PR #405, opened 2023-11-30
Introduces manifest.yaml that is the "last working world state"

terrykong:
This introduces "the manifest" (`manifest.yaml`) that describes the complete state of the jax stack to allow for reproducible nightly builds and reproducible presubmit CI. The manifest (and patches) are staged in a "trial branch" each night, and if the build succeeds, we can merge the trial branch into main (TODO: GH Issue tracking automating merge). The presubmit CI runs on the PR's git-ref and so unless the author has committed a custom patch/manifest, they will always be running from the "last working state".

# Description of `manifest.yaml`
The manifest allows specifying/pinning libraries that serve different purposes:
* git repos: libraries that need their source checked out at a particular SHA
* pip VCS constraints: [VCS dependency specs](https://pip.pypa.io/en/stable/topics/vcs-support/) that need to be pinned like `fiddle @ git+https://github.com/google/fiddle`
* pip constraints: Python packages we need to constrain or pin to address one-off fixes, e.g., addressing a CVE

Here are example entries of each of these in the manifest.yaml

# Git repos
```yaml
jax:
  url: https://github.com/google/jax.git
  tracking_ref: main
  latest_verified_commit: b032a0271e3e2ea8d0df64d2f3f1a1e450a38dc9  # 2023-11-15
  mode: git-clone
```
* url: This is the url to lookup the latest git ref
* tracking_ref: This is the git-ref to lookup the latest commit SHA. Usually it’s main, but in some cases like lingvo, it’s master
* latest_verified_commit: SHA
* mode:
    * git-clone: Whether to clone the repo or not

## Git repos with patches
```yaml
flax:
  url: https://github.com/google/flax.git
  mirror_url: https://github.com/nvjax-svc-0/flax.git
  extra_dir: null
  tracking_ref: main
  latest_verified_commit: a572f6af2fef565c0f9ba2fc12b781e9e3385140
  mode: git-clone
  patches:
    pull/3340/head: file://patches/flax/PR-3340.patch # Add Sharding Annotations to Flax Modules
```
* mirror_url: a git url where we can pull patches that start with `^mirror/`
* extra_dir: an optional local dir to pull patches not found in upstream or the mirror. Useful for private repos
* patches: a dictionary where keys are git-refs and values are URIs for the local patch. The reason for the value is the git-ref can be rebased or be updated and the SHA will change; this makes patches a moving target when using git refs. So each `file://` URI will be a patch committed into Jax-Toolbox's VC to ensure reproducibility

# VCS Constraint
```yaml
clu:
  url: https://github.com/google/CommonLoopUtils.git 
  tracking_ref: main
  latest_verified_commit: 89c2face3474a7482358068d7a00d9bb6e4b31fe
  mode: pip-constraint
```
These aren't cloned (in fact `get-source.sh` will error if you try to clone). These are used in `pip-finalize.sh` to pin VCS dependencies like
```sh
clu @ git+https://github.com/google/CommonLoopUtils#egg=clu

# To

clu @ git+https://github.com/google/CommonLoopUtils@89c2face3474a7482358068d7a00d9bb6e4b31fe
```

# Pip constraint
```yaml
pydantic:
  mode: pip-constraint
  version: X.Y.Z
```
* mode: pip-constraint
    * Adds a pip constraint during pip-compile 
* version: If ${package}.version is present, then we can treat this as a pip constraint. This allows us to hotfix any python package in case we discover a bug or CVE.

# Changes to the CI
* `Nightly JAX Build` bumps the manifest.yaml and patches and commits them to a trial branch. If the tests pass, this trial branch should be merged to `main`
    * introduces `bump.sh` that bumps the world state given the manifest
* No more `REPO_*` and `REF_*` build args, since they are all specified in the `manifest.yaml`
* `get-source.sh` and `create-distribution.sh` now take the manifest
* Rename pip-tools "manifests" to "requirements-*.in` to avoid confusion and use the same terminology as pip-tools

# Not addressed in this PR
* [ ] Automating the merging of the trial branch at the end of a successful nightly run
* [ ] Running presubmit on latest world state (currently only will run on last-known working state)
* [ ] Move lingvo patches to the manifest (#409 )
* [ ] Move xla arm neon patch to the manifest
* [ ] Add a cleanup.sh script to remove things like `~/.gitconfig`
* [ ] Have not implemented `mode: pip-constraint` since there was no dep that needed a constraint


yhtang:
The history looks a bit weird. Maybe a rebase is needed? 😀

yhtang:
Some nitpicks mostly around naming:
- Would `ref` be better named `latest_verified_commit`  or something along the line?
- `mirror_url` -> `mirrors`: turn it into a list instead of a single string?
- `extra_dir` -> `patch_dir` to be more explicit?

.github/container/Dockerfile.base
```diff
@@ -17,13 +18,30 @@ RUN apt-get update && \
         git \
         lld \
         vim \
+        bat \
```
DwarKapex, line 21: Why do I see it? It is already in main, right?

.github/container/create-distribution.sh
```diff
@@ -78,18 +95,36 @@ if [[ $# -ge 1 ]]; then
...
-MIRROR_GIT_URL=${MIRROR_GIT_URL:-https://github.com/nvjax-svc-0/t5x.git}
-
-if [[ -z "${INSTALLED_DIR}" ]]; then
-  echo "[ERROR]: Need to specify -d/--dir"
+if [[ -z "$MANIFEST" || -z "$PACKAGE" ]]; then
+  echo "--manifest and --package must be provided"
   usage 1
 fi
 
+BASE_DIR=${BASE_DIR:-/opt}
```
DwarKapex, line 107: I don't see where you set BASE_DIR before this line. Looks like BASE_DIR is always `/opt`. Or `BASE_DIR` is env variable?

.github/container/Dockerfile.jax
```diff
@@ -47,48 +54,63 @@ RUN build-jax.sh \
...
 # The following environment variables tune performance
 ENV XLA_FLAGS="--xla_gpu_enable_latency_hiding_scheduler=true --xla_gpu_enable_async_all_gather=true --xla_gpu_enable_async_reduce_scatter=true --xla_gpu_enable_triton_gemm=false"
 ENV CUDA_DEVICE_MAX_CONNECTIONS=1
 ENV NCCL_IB_SL=1
 ENV CUDA_MODULE_LOADING=EAGER
+# Set the manifest env vars
+ENV MANIFEST_FILE=${DEST_MANIFEST_DIR}/${SRC_MANIFEST_FILE}
+
+ADD --chmod=777 create-distribution.sh ${DEST_MANIFEST_DIR}/
+COPY ${SRC_MANIFEST_FILE} ${DEST_MANIFEST_DIR}/${SRC_MANIFEST_FILE}
```
DwarKapex, line 80: Can you use env variable `MANIFEST_FILE` in dockerfile commands?

.github/container/Dockerfile.base
```diff
@@ -17,13 +18,40 @@ RUN apt-get update && \
...
+ADD --chmod=777 \
+    get-source.sh \
+    pip-finalize.sh \
+    /usr/local/bin/
+RUN wget https://github.com/mikefarah/yq/releases/latest/download/yq_linux_$(dpkg --print-architecture) -O /usr/local/bin/yq && \
+    chmod 777 /usr/local/bin/yq
+RUN git clone -b 23.3.1 https://github.com/pypa/pip.git /opt/pip
+# Patch is specific to 23.3.1
+# Generated via: "git diff > pip-vcs-equivalency.patch"
+ADD pip-vcs-equivalency.patch /opt/pip/
```
DwarKapex, line 47: Did you create an issue for JAX-Toolbox as a reminder to remove this hack when and if the change will be merged to pip?

.github/container/create-distribution.sh
terrykong: Good catch. It's not used anymore. Will remove

.github/container/create-distribution.sh
```diff
@@ -78,18 +95,36 @@ if [[ $# -ge 1 ]]; then
...
+UPSTREAM_URL=$(yq e ".${PACKAGE}.url" $MANIFEST)
+# The tracking_ref is interpreted as the default "main" branch and all patches are 
+# assumed to be rooted on a sha on the tracking_ref's history
+TRACKING_REF=$(yq e ".${PACKAGE}.tracking_ref" $MANIFEST)
+INSTALLED_DIR=${OVERRIDE_INSTALL_DIR:-/opt/${PACKAGE}}
+MIRROR_GIT_URL=$(yq e ".${PACKAGE}.mirror_url // \"\"" $MANIFEST)
+EXTRA_DIR=$(yq e ".${PACKAGE}.extra_dir // \"\"" $MANIFEST)
+
+SKIP_APPLY=${SKIP_APPLY:-0}
+GEN_PATCH_DIR=${GEN_PATCH_DIR:-$SCRIPT_DIR/patches/$PACKAGE}
```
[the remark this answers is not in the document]
terrykong: I originally left that in to give me a way to test this script without adding a cmdline arg since this script edits things in place. I no longer need that since I just copy the script to test it (see `rosetta/tests/*`), so I can remove the option to override it

.github/container/Dockerfile.jax
terrykong: I separated the `MANIFEST_FILE` into the filename itself and the dir, b/c I wanted to be able to use DEST_MANIFEST_DIR at build time for `ADD`/`COPY`, and re-use `SRC_MANIFEST_FILE` at build time to specify what "manifest file" to pull from the context, but also what the file should be named in `DEST_MANIFEST_DIR`

Do you see any other way to accomplish this? I implemented it this way in case down the road we have one manifest for arm and one for amd.

.github/container/Dockerfile.base
terrykong: I created an internal nvbug for this

.github/container/Dockerfile.jax
terrykong: Also, the `DEST_MANIFEST_DIR` is also used in the copy of the patches, and I can't `dirname` the `MANIFEST_FILE` since I need the dirname to be known at build time

.github/container/create-distribution.sh
```diff
@@ -5,35 +5,52 @@
...
+  -s, --skip-apply          [Optional] If provided, will only create patches, update manifest, and skip applying. When not provided, applies local patches.
 
-Relationship between --dir, --extra-dir, and --mirror-url repo args:
-  --dir: The upstream repo, locally cloned
-  --mirror-url: A mirror of the upstream repo
-  --extra-dir: A locally cloned mirror of the upstream repo. Helpful to incorporate changes from private repos.
+--------------
 
-Patches in the --patchlist will be applied from the repos above according to the following rules:
+This script has two modes of operation:
```
DwarKapex, line 17: Could you please add a general description of the purpose of thus script? Like, ""this script is for updating manifest with patches and apply patches to the closed repos".

.github/container/get-source.sh
```diff
@@ -0,0 +1,99 @@
...
+
+echo "Fetching $GIT_REPO#$GIT_REF to $INSTALL_DIR"
+
+set -ex -o pipefail
+
+git clone ${GIT_REPO} ${INSTALL_DIR}
+pushd ${INSTALL_DIR}
+git checkout ${GIT_REF}
+git submodule init
+git submodule update --recursive
```
DwarKapex, line 95: I think we can merge line 94 and 95 into one and use this git command:
```
git submodule update --init --recursive
```

.github/container/Dockerfile.pax.amd64
```diff
@@ -1,33 +1,46 @@
...
-ARG BASE_IMAGE=ghcr.io/nvidia/jax:latest
-FROM ${BASE_IMAGE}
+FROM ${BASE_IMAGE} as mealkit
+ARG SRC_PATH_PAXML
+ARG SRC_PATH_PRAXIS
 
-ADD install-pax.sh /usr/local/bin
-ADD install-flax.sh /usr/local/bin
-ADD install-te.sh /usr/local/bin
+# update TE manifest file to install the [test] extras
```
DwarKapex, line 15: Why here but not in Dockerfile.jax? TE is a part of JAX image now, so I would assume someone wants to test TE in JAX container.

.github/container/Dockerfile.pax.arm64
```diff
@@ -1,65 +1,143 @@
...
+RUN get-source.sh -l lingvo -m ${MANIFEST_FILE}
+
+# build lingvo
+RUN <<"EOT" bash -exu -o pipefail
+
+pushd ${SRC_PATH_LINGVO}
+git fetch origin pull/329/head:pr329
+git cherry-pick --allow-empty pr329
+
+# Disable 2 flaky tests here
```
DwarKapex, line 52: Why is it here but not a part of manifest file?

.github/container/bump.sh
```diff
@@ -0,0 +1,97 @@
+#!/bin/bash
+
+## Parse command-line arguments
+
+usage() {
+cat <<EOF
+Usage: $0 [OPTION]...
+  -i, --input-manifest  PATH     If set, will clean the patch dir. Default is not to clean
+  -h, --help                     [Optional] Print usage.
```
DwarKapex, line 9: Don't think we need `[Optional]` here and below

.github/container/bump.sh
```diff
@@ -0,0 +1,97 @@
...
+  -o, --output-manifest PATH     [Optional] Use this if you don't want to update manifest in-place
+      --only-bump-patches        [Optional] If provided, update patch files and the patchlist in the manifest, but skip bumping refs
```
DwarKapex, line 11: '-b' maybe?

terrykong:
> Try to rebase/merge to main again (or create another clean PR), because it is pretty difficult to get an idea what changes are yours vs what changes came from `add-pip-compile` PR

SG. I've rebased (preview: #406 ), but it was a pretty gnarly rebase. Without reparenting, just squashing had conflicts. I need to test that I haven't broken anything, but once I've tested, I'll force push here

.github/container/bump.sh
```diff
@@ -0,0 +1,97 @@
...
+    echo "Un-recognized argument: $*"
+    echo
+    usage 1
+fi
+
+set -eou pipefail
+
+SCRIPT_DIR=$( cd -- "$( dirname -- "${BASH_SOURCE[0]}" )" &> /dev/null && pwd )
+
+MANIFEST_IN=${MANIFEST_IN:-}
```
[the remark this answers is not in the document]
terrykong: I don't have default values, but I `set -u` so the script would error if they weren't set. I folded it in to make it more clear

.github/container/bump.sh
terrykong: Done

.github/container/Dockerfile.pax.arm64
terrykong: I did not add the patch for lingvo, but I'm all for moving the patch into the manifest. Would it be okay to address this in a follow up PR? If so, I can file an issue

.github/container/Dockerfile.pax.amd64
terrykong: I don't mind. Any reason you kept it separate @yhtang ?

.github/container/get-source.sh
terrykong: done

yhtang:
Migrating comments from #406:
https://github.com/NVIDIA/JAX-Toolbox/pull/406#discussion_r1413408975

terrykong:
> given that the baking (pip-compile + pip-sync) step will be independent between the upstream and rosetta containers, it is technically possible to let the upstream JAX/T5X/PAX/etc packages use free-floating VCS installs and rosetta containers use pinned VCS installs. Whether it will bring in any advantage is another question, though.

Both rosetta and upstream containers will use free-floating VCS installs in the nightlies since `bump.sh` will always be run. It's just that if you try to rebuild the nightly from an existing mealkit, you'll get pinned unless you call `bump.sh`, or edit the manifest, yourself.

terrykong:
Re:
> extra_dir -> patch_dir to be more explicit?

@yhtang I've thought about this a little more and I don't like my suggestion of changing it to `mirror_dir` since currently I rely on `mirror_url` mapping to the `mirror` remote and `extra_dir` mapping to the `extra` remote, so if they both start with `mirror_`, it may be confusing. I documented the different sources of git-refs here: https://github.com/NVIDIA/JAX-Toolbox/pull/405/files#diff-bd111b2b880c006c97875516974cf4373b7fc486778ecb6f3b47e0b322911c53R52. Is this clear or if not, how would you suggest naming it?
※ ※ ※
## Exercise aim:
Provide the count of lines above containing "Whether", without any added words.

## Answer for the task:
2